Saved entries:

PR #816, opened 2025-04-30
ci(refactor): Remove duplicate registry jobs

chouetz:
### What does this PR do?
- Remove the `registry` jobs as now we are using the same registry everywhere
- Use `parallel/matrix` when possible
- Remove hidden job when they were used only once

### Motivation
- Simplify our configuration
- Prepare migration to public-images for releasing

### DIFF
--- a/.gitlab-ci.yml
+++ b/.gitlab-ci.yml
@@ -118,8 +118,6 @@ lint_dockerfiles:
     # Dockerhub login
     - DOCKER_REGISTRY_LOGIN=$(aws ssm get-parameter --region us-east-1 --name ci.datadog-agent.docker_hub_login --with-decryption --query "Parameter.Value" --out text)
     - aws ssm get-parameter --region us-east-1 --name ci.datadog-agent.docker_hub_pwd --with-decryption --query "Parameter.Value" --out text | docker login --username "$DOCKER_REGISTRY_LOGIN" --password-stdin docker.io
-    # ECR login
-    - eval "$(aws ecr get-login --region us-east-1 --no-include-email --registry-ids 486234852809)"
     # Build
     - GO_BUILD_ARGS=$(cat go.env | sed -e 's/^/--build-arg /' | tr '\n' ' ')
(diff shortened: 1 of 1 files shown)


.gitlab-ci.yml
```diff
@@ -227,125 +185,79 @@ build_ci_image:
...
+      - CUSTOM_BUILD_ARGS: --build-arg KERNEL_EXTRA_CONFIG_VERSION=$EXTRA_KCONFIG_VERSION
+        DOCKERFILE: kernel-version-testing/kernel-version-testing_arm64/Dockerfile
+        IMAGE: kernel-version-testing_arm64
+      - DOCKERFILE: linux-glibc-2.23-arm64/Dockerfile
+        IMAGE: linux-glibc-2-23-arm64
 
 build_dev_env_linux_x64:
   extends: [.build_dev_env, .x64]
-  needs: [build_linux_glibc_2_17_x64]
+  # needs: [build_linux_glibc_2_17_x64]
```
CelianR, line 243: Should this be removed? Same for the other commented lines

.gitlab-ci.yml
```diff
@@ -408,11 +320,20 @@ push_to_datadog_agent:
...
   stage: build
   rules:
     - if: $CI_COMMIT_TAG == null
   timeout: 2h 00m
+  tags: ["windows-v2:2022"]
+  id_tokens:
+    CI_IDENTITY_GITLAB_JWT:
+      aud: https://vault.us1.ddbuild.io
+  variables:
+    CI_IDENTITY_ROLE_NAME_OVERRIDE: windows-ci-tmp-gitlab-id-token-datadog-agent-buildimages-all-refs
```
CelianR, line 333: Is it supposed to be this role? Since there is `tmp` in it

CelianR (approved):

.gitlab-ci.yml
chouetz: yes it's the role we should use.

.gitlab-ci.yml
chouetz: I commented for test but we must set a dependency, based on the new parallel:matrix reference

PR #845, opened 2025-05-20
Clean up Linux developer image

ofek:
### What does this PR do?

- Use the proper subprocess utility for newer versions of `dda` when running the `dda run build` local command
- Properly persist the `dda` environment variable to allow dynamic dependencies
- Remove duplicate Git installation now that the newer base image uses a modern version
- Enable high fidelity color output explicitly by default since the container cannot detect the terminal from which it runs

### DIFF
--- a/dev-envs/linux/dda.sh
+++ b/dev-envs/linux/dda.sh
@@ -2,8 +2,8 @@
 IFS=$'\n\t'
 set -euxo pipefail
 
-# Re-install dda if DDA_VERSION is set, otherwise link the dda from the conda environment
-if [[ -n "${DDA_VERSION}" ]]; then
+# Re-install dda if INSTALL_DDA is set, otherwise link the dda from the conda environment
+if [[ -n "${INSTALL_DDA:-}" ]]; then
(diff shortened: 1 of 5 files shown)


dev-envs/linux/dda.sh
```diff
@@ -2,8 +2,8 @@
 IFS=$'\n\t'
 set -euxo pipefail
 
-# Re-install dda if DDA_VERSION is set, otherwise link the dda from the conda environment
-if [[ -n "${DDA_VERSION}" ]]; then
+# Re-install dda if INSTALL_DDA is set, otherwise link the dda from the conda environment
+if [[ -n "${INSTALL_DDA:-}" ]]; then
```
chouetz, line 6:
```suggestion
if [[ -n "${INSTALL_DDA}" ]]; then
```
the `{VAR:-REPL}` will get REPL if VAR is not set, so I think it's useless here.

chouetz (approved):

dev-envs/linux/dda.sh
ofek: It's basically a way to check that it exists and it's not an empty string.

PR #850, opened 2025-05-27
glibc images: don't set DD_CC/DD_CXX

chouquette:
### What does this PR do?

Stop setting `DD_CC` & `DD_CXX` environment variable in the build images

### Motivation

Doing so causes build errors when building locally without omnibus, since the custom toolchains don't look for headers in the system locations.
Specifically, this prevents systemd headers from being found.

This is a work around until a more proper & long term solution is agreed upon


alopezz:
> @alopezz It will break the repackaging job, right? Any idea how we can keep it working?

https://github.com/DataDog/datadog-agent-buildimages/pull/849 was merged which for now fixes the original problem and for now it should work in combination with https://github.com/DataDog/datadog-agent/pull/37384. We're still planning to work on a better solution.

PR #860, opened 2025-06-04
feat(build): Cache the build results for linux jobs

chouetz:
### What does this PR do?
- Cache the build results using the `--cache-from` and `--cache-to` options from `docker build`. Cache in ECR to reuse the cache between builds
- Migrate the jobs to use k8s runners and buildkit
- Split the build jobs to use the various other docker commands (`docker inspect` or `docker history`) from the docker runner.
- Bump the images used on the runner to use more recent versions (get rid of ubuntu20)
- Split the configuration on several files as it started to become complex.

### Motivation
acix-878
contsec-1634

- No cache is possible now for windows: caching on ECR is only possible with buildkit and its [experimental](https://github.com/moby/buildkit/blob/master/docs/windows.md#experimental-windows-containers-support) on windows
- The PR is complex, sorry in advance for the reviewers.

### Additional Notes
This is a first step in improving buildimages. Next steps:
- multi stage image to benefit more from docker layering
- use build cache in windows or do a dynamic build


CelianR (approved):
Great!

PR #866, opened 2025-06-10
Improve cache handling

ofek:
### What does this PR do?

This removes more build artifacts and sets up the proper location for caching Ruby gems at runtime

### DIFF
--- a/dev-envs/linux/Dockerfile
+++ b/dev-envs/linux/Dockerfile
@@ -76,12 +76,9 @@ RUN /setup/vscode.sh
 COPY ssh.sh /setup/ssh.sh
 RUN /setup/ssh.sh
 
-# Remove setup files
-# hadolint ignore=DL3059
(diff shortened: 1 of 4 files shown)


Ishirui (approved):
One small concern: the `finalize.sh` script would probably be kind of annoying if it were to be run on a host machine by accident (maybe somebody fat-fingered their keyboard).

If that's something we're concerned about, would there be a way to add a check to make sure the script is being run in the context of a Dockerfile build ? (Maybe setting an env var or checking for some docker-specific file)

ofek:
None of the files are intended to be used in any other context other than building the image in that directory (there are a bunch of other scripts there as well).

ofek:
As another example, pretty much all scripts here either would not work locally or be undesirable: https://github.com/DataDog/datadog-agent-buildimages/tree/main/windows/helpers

==

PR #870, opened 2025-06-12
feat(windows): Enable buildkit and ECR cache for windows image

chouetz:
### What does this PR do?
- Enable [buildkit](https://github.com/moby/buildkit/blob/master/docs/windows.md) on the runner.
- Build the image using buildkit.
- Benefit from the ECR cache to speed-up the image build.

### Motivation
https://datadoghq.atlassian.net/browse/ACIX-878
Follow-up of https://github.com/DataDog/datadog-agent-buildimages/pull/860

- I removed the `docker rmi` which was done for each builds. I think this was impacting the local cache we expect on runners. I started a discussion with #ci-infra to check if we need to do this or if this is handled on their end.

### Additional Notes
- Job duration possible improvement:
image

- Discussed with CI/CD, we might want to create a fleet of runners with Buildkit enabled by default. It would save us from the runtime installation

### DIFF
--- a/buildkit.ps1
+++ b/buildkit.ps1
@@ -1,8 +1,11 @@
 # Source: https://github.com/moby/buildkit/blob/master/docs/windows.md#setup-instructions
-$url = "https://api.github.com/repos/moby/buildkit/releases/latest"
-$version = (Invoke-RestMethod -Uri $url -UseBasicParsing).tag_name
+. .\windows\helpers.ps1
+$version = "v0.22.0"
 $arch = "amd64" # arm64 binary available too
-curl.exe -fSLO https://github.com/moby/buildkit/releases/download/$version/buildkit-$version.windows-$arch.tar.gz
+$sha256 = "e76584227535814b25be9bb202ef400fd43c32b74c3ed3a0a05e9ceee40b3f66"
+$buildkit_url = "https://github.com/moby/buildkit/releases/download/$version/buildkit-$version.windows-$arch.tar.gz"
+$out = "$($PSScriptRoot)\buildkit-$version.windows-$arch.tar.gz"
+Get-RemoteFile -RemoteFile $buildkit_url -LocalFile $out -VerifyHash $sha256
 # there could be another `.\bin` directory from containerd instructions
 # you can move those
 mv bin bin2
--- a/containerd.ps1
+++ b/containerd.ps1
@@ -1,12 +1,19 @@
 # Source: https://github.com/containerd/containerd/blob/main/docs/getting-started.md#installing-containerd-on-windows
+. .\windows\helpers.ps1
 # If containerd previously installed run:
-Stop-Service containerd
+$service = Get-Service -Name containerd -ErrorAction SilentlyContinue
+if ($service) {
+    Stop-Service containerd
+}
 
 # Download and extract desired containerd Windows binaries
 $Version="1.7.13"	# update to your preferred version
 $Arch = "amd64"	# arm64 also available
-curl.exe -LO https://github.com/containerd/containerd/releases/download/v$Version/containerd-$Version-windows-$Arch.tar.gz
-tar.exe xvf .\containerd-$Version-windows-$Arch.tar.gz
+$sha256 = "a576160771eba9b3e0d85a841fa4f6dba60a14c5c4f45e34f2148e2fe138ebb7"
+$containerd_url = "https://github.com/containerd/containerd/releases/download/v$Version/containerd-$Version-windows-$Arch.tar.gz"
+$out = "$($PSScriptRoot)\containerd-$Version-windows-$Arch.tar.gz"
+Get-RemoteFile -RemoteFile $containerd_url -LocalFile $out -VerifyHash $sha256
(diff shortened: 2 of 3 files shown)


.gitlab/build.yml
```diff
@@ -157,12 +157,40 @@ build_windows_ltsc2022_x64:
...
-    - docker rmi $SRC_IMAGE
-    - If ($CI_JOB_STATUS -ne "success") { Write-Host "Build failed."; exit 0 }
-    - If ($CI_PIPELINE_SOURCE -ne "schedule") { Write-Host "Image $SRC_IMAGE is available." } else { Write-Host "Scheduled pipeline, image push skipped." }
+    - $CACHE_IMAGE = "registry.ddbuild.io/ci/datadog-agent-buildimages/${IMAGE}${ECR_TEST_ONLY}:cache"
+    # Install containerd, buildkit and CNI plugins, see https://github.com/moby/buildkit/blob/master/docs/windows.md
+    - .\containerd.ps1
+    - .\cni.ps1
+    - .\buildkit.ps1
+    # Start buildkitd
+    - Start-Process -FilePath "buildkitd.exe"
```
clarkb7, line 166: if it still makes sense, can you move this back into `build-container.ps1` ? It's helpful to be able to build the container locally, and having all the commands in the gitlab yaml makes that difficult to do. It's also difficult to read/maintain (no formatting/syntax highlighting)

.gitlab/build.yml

WHAT THIS TASK INVOLVES: Only one number is wanted: how many lines in the records above contain the string "more".

ANSWER TO THIS EXERCISE: 4